We wanted to see if the the weights option could be used in an alternative specific logit formulation when the sampled data do not conform to the market shares observed in the underlying population? For instance, in a travel choice model, one may be tempted to over sample train commuters and under-sample car commuters because often car commuters far outnumber the train commuters for inter-city travel in the underlying population. This is true for most of Canada and the US.  In such circumstances, we would weight the data set so that the estimated model reproduces the population market shares rather than the sample shares.

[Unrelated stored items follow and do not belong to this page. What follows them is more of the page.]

PR #4250, opened 2024-04-09
Fix bug in prometheus rules tester

janboll:
Passed in cluster_name is already an iterable, do not convert it to list anymore, so the namespace filter can use it correctly

[APPSRE-10066](https://issues.redhat.com/browse/APPSRE-10066)

### DIFF
--- a/reconcile/prometheus_rules_tester/integration.py
+++ b/reconcile/prometheus_rules_tester/integration.py
@@ -122,12 +122,12 @@ def fetch_rule_and_tests(
 def get_rules_and_tests(
     vault_settings: AppInterfaceSettingsV1,
     thread_pool_size: int,
-    cluster_name: Optional[tuple[str]] = None,
+    cluster_names: Optional[tuple[str]] = None,
 ) -> list[Test]:
     """Iterates through all namespaces and returns a list of tests to run"""
     namespace_with_prom_rules, _ = orb.get_namespaces(
         PROVIDERS,
-        cluster_names=cluster_name if cluster_name else [],
+        cluster_names=cluster_names if cluster_names else [],
         namespace_name=NAMESPACE_NAME,
     )
 
@@ -225,14 +225,14 @@ def check_rules_and_tests(
     vault_settings: AppInterfaceSettingsV1,
     alerting_services: Iterable[str],
     thread_pool_size: int,
-    cluster_name: Optional[tuple[str]] = None,
+    cluster_names: Optional[tuple[str]] = None,
 ) -> list[Test]:
     """Fetch rules and associated tests, run checks on rules and tests if they exist
     and return a list of failed checks/tests"""
     tests = get_rules_and_tests(
         vault_settings=vault_settings,
         thread_pool_size=thread_pool_size,
-        cluster_name=cluster_name,
+        cluster_names=cluster_names,
     )
     threaded.run(
         func=run_test,
@@ -254,7 +254,7 @@ def run(
     orb.QONTRACT_INTEGRATION_VERSION = QONTRACT_INTEGRATION_VERSION
 
     failed_tests = check_rules_and_tests(
-        cluster_name=cluster_names,
+        cluster_names=cluster_names,
         vault_settings=get_app_interface_vault_settings(),
         alerting_services=get_alerting_services(),
         thread_pool_size=thread_pool_size,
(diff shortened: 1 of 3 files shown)


reconcile/prometheus_rules_tester/integration.py
```diff
@@ -247,7 +247,7 @@ def check_rules_and_tests(
 
 
 def run(
-    dry_run: bool, thread_pool_size: int, cluster_name: Optional[str] = None
+    dry_run: bool, thread_pool_size: int, cluster_name: Optional[tuple[str]] = None
```
hemslo, line 250: should we also rename the parameter from `cluster_name` to `cluster_names` since it's not a single str anymore?

reconcile/prometheus_rules_tester/integration.py
```diff
@@ -136,6 +137,15 @@ def get_rules_and_tests(
...
         ]
+        prom_rules += [
+            r
+            for r in list(
+                itertools.chain.from_iterable([
+                    s["openshiftResources"] for s in namespace["sharedResources"]
+                ])
+            )
+            if r["provider"] in PROVIDERS
+        ]
```
rporres, line 148: I don't understand why this is needed... `orb.get_namespaces` should take care of shared resources, right?

hemslo: same question, it should be done in https://github.com/app-sre/qontract-reconcile/blob/d26fb63665718895913b6e4ad5ce0067155ece95/reconcile/openshift_resources_base.py#L805 already, or any edge cases missing for this?

reconcile/prometheus_rules_tester/integration.py
hemslo: also need to rename all later usages like https://github.com/app-sre/qontract-reconcile/pull/4250/files#diff-edd71a28997929cdbab0eda4cd50dc7c10880c200a93035d621c241dc8a4b18aR238

reconcile/prometheus_rules_tester/integration.py
janboll: You are right. perhaps I was to deep into it and got confused :see_no_evil: . Let me check again

janboll: Yes, it's not needed

reconcile/prometheus_rules_tester/integration.py
janboll: done

reconcile/prometheus_rules_tester/integration.py
```diff
@@ -122,12 +122,12 @@ def fetch_rule_and_tests(
 def get_rules_and_tests(
     vault_settings: AppInterfaceSettingsV1,
     thread_pool_size: int,
-    cluster_name: Optional[str] = None,
+    cluster_names: Optional[tuple[str]] = None,
```
chassing, line 125: Please use `Iterable` instead of `tuple` here.

reconcile/prometheus_rules_tester/integration.py
```diff
@@ -225,14 +225,14 @@ def check_rules_and_tests(
     vault_settings: AppInterfaceSettingsV1,
     alerting_services: Iterable[str],
     thread_pool_size: int,
-    cluster_name: Optional[str] = None,
+    cluster_names: Optional[tuple[str]] = None,
```
chassing, line 228: Same as above

reconcile/prometheus_rules_tester/integration.py
```diff
@@ -247,14 +247,14 @@ def check_rules_and_tests(
 
 
 def run(
-    dry_run: bool, thread_pool_size: int, cluster_name: Optional[str] = None
+    dry_run: bool, thread_pool_size: int, cluster_names: Optional[tuple[str]] = None
```
chassing, line 250: `Iterable` again

reconcile/prometheus_rules_tester/integration.py
janboll: Hm, but I think click will always create a tuple :thinking:

chassing: `tuple` is iterable :) Using `Iterable` instead of `tuple` would mean that you can use other iterable types as well, e.g. `list.´`

chassing (approved):
LGTM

The commercially available software, NLogit/LimDep can do this with ease. I wanted to replicate the results for choice-based weights for the conditional logit model in Professor Bill Greene's book, Econometric Analysis. This is illustrated on page 853 of the 6th edition of the text where Table 23.24 presents the parameter estimates for a conditional (McFadden) logit model for the un-weighted and the choice-based weighted versions. I replicated the results using NLogit with a simple addition of population market shares in the two-line syntax. However, the results generated by mlogit package bear no resemblance to the ones listed in Econometric Analysis.

It turns out that Stata is also limited in the way it handles weights for the two estimation options: asclogit and clogit. I know this because colleagues at Stata were quite diligent in responding to my requests. It’s not the same with the mlogit, which may or may not be able to handle the weights. We will only know when the author responds.

I am recommending that it should not be left to the individual authors to bear the sole responsibility for supporting the R packages. The individual could be ill, busy, or unavailable for a variety of reasons. This limitation could be proactively dealt with if the R community collectively generates help documentation by detailed worked-out examples of all available options (including weights), and not the few frequently used ones.

Improving documentation will be key to helping R branch out to the everyday users of statistical analysis. The tech-savvy can iron out the kinks. They have the curiosity, patience, and time on their hand. The rest of the world is not that fortunate.

I propose that users of the packages, and not just the authors, should collaborate to generate help documentation as vignettes and YouTube videos. This will do more in popularizing R than another 6,000 new packages that few may know how to work with.